According to Verizon, the cable guy should be here sometime between 10:00 a.m. and the return of Christ.
Got banned from another museum for trying to jump into the paintings.
“Ah, Mr Bond, I-”
*closes laptop lid and pulls up trousers*
“-wasn’t expecting you.”
gf: remember, my dad’s really into sports, so talk to him about that
me: will do
[later, meeting girlfriend’s parents]
me: so, sir, jen tells me you’re really into sports
her dad: that’s right
me: why
don’t wanna end this year on bad terms with anyone so if you have beef with me, die
Kids at this rave act like they’ve never seen a CPAP machine.
“Let me slip into something more comfortable”, I say with a wink then come back in twice as much clothing as before
i’m not sayin for sure big brother is watchin, i’m just sayin ever since i came public with my imaginary dog, my pandora station non-stops advertises for schizophrenia medication
Counting my teeth with my tongue.
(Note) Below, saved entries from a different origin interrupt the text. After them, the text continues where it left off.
PR #1305, opened 2021-03-22
Fix SchemaOf<>'s treatment of Date objects.

rustyconover:
Resolve #1243 and #1302.

Add a test for SchemaOf containing Date objects
and an array of date objects.

PR #1358, opened 2021-05-07
Allows custom types to be passed to avoid cast to ObjectSchema

cipacda:
Similar to  #1305, this allows the user to implement their own types for classes and not have fields forced to be of type ObjectSchema. This is very helpful when wanting to extend yup for ` js-joda LocalTime` for example.

This is backwards compatible as the new generic type `CustomTypes` is not mandatory and is defaulted to never.


jquense (approved):
o this is clever nice

PR #1427, opened 2021-07-23
feat: add types to setLocale

### LINKED ISSUE #1321: yup.setLocale() types
After upgrading the library and removing `@types/yup` to enable native TS support I've encountered a problem with `yup.setLocale()`. I am having issues with the following code:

Not happy. Getting an odd number.
The French word for sex is croissant.
Came back from the doctor and told my wife that I was perfectly healthy and I could’ve sworn she mouthed the word “crap”.
Sometimes my laptop just stops responding and shuts down so at least we have that in common.
Chefs who can’t admit failure present:
Soft-boiled eggs
Steak tartare
Twice-baked potatoes
Sour cream
Calzones
Pineapple upside down cake
Welcome to Insomnia Club. God dammit Bob. BOB. Steve wake Bob up. Steve?
I just asked my friend to come over and “play husband”. He’s gonna be pissed when he finds out we are putting together shelves from ikea.